Records provided:
Issue #889, opened 2024-11-04
Feature Request: Add keepawake-rs to prevent system suspend during encodes


Bl4cKn1gh7:
I've been using [keepawake](https://github.com/segevfiner/keepawake-rs) on windows during encodes to prevent my system from sleeping during encodes. Its cross platform and there's a [rust crate](https://docs.rs/keepawake/latest/keepawake/) available, so it might be a solid addition for convenience.

I use the idle option so the display still turns off which is reasonable, though apparently the difference between idle and sleep varies depending on OS according to upstream.

PR #1109, opened 2025-08-09
Sleep Guard

Tyr3al:
I had the problem, that av1an encodes would not run through overnight, as my system would simply go into sleep - even though an encoding job was already running. In my case that would be Arch Linux. It seems like other people have this issue as well, see #889.

This PR ads a sleep guard to av1an that should prevent sleeping while an encode is running. I first tried to use the suggested crate [keepawake](https://docs.rs/keepawake/latest/keepawake/) as suggested in the Issue, but it pulled far more dependencies as expected, which were also outdated. 

I sat down to write implementations for linux, windows and macOS myself, that should prevent the system from going into sleep.

I have tested the linux and the windows implementations. The macOS implementation is untested, as I was not able to get av1an to start an encoding job there. 

Screenshot Linux (KDE Plasma):
image

Screenshot Windows 10:
Unbenannt

### DIFF
--- a/Cargo.lock
+++ b/Cargo.lock
@@ -256,12 +256,15 @@ dependencies = [
  "av1-grain",
  "cfg-if",
  "colored",
+ "core-foundation",
  "crossbeam-channel",
  "crossbeam-utils",
  "ctrlc",
  "dashmap",
+ "dbus",
  "indicatif",
  "itertools",
+ "libc",
  "memchr",
  "nom 8.0.0",
  "num-traits",
@@ -284,6 +287,7 @@ dependencies = [
  "tracing",
  "vapoursynth",
  "which",
+ "windows",
  "y4m",
 ]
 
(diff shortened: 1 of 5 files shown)


emrakyz:
Thanks for your PR!

This seems important but can't you handle it on the OS level instead with much less complexity?

And screen locking would be a needed functionality while it runs.

Tyr3al:
> This seems important but can't you handle it on the OS level instead with much less complexity?
> 
AFAIK, there are some things you can do outside of the application to prevent sleep. This PR is rather a convenience function, so that you do not have to call av1an from another wrapper. E.g. in linux:

`systemd-inhibit --why="Prevent sleep during execution" --what=sleep ./av1an`

> And screen locking would be a needed functionality while it runs.

The screenshot may be misleading. The sleep inhibitors I'm creating only prevent sleep. The system is still able to turn off and lock the screens.

PR #1120, opened 2025-08-17
Change default encoder from aomenc to svt-av1

### LINKED ISSUE #1057: Change the default encoder from aomenc to SVT-AV1
Per my understanding, it's generally considered to be better and faster than aomenc.
Recent updates to av1an also have been largely SVT-AV1 focused and the aomenc implementation currently also has some outdated defaults and is missing proper support for Target Quality which doesn't make it a good candidate for being the default encoder.

shenef:
Closes #1057


shssoichiro (approved):
Thanks!

PR #1178, opened 2025-12-15
Update dependencies and fix clippy lints

shssoichiro:
also remove deprecated authors field from `Cargo.toml` since crates.io already knows the crate owners


shssoichiro:
I have no idea why there are failures in CI that I can't produce locally

shssoichiro:
Oh no, I think it's failing now because the docker image auto-updated to vapoursynth r73. Well... I guess I need to prioritize fixing that.

PR #1181, opened 2025-12-24
Fix 8-bit encode when probing rate is 1

Uranite:
When the target quality feature is used, and the probing rate is 1, the encode (and the probing) is 8bit, even though Av1an's default is 10bit (yuv420p10le)
This PR fixes this issue by running compose_ffmpeg_pipe regardless of the probe rate
Now the encode is 10bit when the target quality feature is used even when the probing rate is 1

ffmpeg adds about 200MB of memory per worker
Ideally we should be using VapourSynth for this for less overhead


shssoichiro:
Thanks, seems good to me though I need to fix the CI first (breakage is certainly related to Vapoursynth)

PR #1184, opened 2025-12-31
Parse `nb_frames` from ffprobe as string

### LINKED ISSUE #1124: Error: Failed to get number of frames for input video
Hey!

i am trying to get this to run in windows.
i have the av1an.exe from 3 days ago and a newly built aomenc.exe

when trying to run the command:

`av1an -i "original.mp4" -o "av1an_test.mp4" --encoder aom --target-metric vmaf --target-quality 96`

i get an error telling me:
Error: Failed to get number of frames for input video
Caused by:
    invalid type: string "144", expected usize at line 15 column 30

seems like something inside the frame counting gives back a string instead of an int?
can i do something about this, or do i need to wait for another relase? :)

thanks!
Mem

Wallunen:
This bug makes it impossible to use an MP4 file as input, but MKV files and WebM files work as expected.

Closes #1124

### DIFF
--- a/av1an-core/src/ffmpeg.rs
+++ b/av1an-core/src/ffmpeg.rs
@@ -49,7 +49,7 @@ struct FfProbeStreamInfo {
     pub pix_fmt:        String,
     pub color_transfer: Option<String>,
     pub avg_frame_rate: String,
-    pub nb_frames:      Option<usize>,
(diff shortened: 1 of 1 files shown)


shssoichiro:
Thanks, this makes sense now that I see what is happening.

Task objective: Leaving every word in place, output the whole listing above.

Solution:
Issue #889, opened 2024-11-04
Feature Request: Add keepawake-rs to prevent system suspend during encodes


Bl4cKn1gh7:
I've been using [keepawake](https://github.com/segevfiner/keepawake-rs) on windows during encodes to prevent my system from sleeping during encodes. Its cross platform and there's a [rust crate](https://docs.rs/keepawake/latest/keepawake/) available, so it might be a solid addition for convenience.

I use the idle option so the display still turns off which is reasonable, though apparently the difference between idle and sleep varies depending on OS according to upstream.

PR #1109, opened 2025-08-09
Sleep Guard

Tyr3al:
I had the problem, that av1an encodes would not run through overnight, as my system would simply go into sleep - even though an encoding job was already running. In my case that would be Arch Linux. It seems like other people have this issue as well, see #889.

This PR ads a sleep guard to av1an that should prevent sleeping while an encode is running. I first tried to use the suggested crate [keepawake](https://docs.rs/keepawake/latest/keepawake/) as suggested in the Issue, but it pulled far more dependencies as expected, which were also outdated. 

I sat down to write implementations for linux, windows and macOS myself, that should prevent the system from going into sleep.

I have tested the linux and the windows implementations. The macOS implementation is untested, as I was not able to get av1an to start an encoding job there. 

Screenshot Linux (KDE Plasma):
image

Screenshot Windows 10:
Unbenannt

### DIFF
--- a/Cargo.lock
+++ b/Cargo.lock
@@ -256,12 +256,15 @@ dependencies = [
  "av1-grain",
  "cfg-if",
  "colored",
+ "core-foundation",
  "crossbeam-channel",
  "crossbeam-utils",
  "ctrlc",
  "dashmap",
+ "dbus",
  "indicatif",
  "itertools",
+ "libc",
  "memchr",
  "nom 8.0.0",
  "num-traits",
@@ -284,6 +287,7 @@ dependencies = [
  "tracing",
  "vapoursynth",
  "which",
+ "windows",
  "y4m",
 ]
 
(diff shortened: 1 of 5 files shown)


emrakyz:
Thanks for your PR!

This seems important but can't you handle it on the OS level instead with much less complexity?

And screen locking would be a needed functionality while it runs.

Tyr3al:
> This seems important but can't you handle it on the OS level instead with much less complexity?
> 
AFAIK, there are some things you can do outside of the application to prevent sleep. This PR is rather a convenience function, so that you do not have to call av1an from another wrapper. E.g. in linux:

`systemd-inhibit --why="Prevent sleep during execution" --what=sleep ./av1an`

> And screen locking would be a needed functionality while it runs.

The screenshot may be misleading. The sleep inhibitors I'm creating only prevent sleep. The system is still able to turn off and lock the screens.

PR #1120, opened 2025-08-17
Change default encoder from aomenc to svt-av1

### LINKED ISSUE #1057: Change the default encoder from aomenc to SVT-AV1
Per my understanding, it's generally considered to be better and faster than aomenc.
Recent updates to av1an also have been largely SVT-AV1 focused and the aomenc implementation currently also has some outdated defaults and is missing proper support for Target Quality which doesn't make it a good candidate for being the default encoder.

shenef:
Closes #1057


shssoichiro (approved):
Thanks!

PR #1178, opened 2025-12-15
Update dependencies and fix clippy lints

shssoichiro:
also remove deprecated authors field from `Cargo.toml` since crates.io already knows the crate owners


shssoichiro:
I have no idea why there are failures in CI that I can't produce locally

shssoichiro:
Oh no, I think it's failing now because the docker image auto-updated to vapoursynth r73. Well... I guess I need to prioritize fixing that.

PR #1181, opened 2025-12-24
Fix 8-bit encode when probing rate is 1

Uranite:
When the target quality feature is used, and the probing rate is 1, the encode (and the probing) is 8bit, even though Av1an's default is 10bit (yuv420p10le)
This PR fixes this issue by running compose_ffmpeg_pipe regardless of the probe rate
Now the encode is 10bit when the target quality feature is used even when the probing rate is 1

ffmpeg adds about 200MB of memory per worker
Ideally we should be using VapourSynth for this for less overhead


shssoichiro:
Thanks, seems good to me though I need to fix the CI first (breakage is certainly related to Vapoursynth)

PR #1184, opened 2025-12-31
Parse `nb_frames` from ffprobe as string

### LINKED ISSUE #1124: Error: Failed to get number of frames for input video
Hey!

i am trying to get this to run in windows.
i have the av1an.exe from 3 days ago and a newly built aomenc.exe

when trying to run the command:

`av1an -i "original.mp4" -o "av1an_test.mp4" --encoder aom --target-metric vmaf --target-quality 96`

i get an error telling me:
Error: Failed to get number of frames for input video
Caused by:
    invalid type: string "144", expected usize at line 15 column 30

seems like something inside the frame counting gives back a string instead of an int?
can i do something about this, or do i need to wait for another relase? :)

thanks!
Mem

Wallunen:
This bug makes it impossible to use an MP4 file as input, but MKV files and WebM files work as expected.

Closes #1124

### DIFF
--- a/av1an-core/src/ffmpeg.rs
+++ b/av1an-core/src/ffmpeg.rs
@@ -49,7 +49,7 @@ struct FfProbeStreamInfo {
     pub pix_fmt:        String,
     pub color_transfer: Option<String>,
     pub avg_frame_rate: String,
-    pub nb_frames:      Option<usize>,
(diff shortened: 1 of 1 files shown)


shssoichiro:
Thanks, this makes sense now that I see what is happening.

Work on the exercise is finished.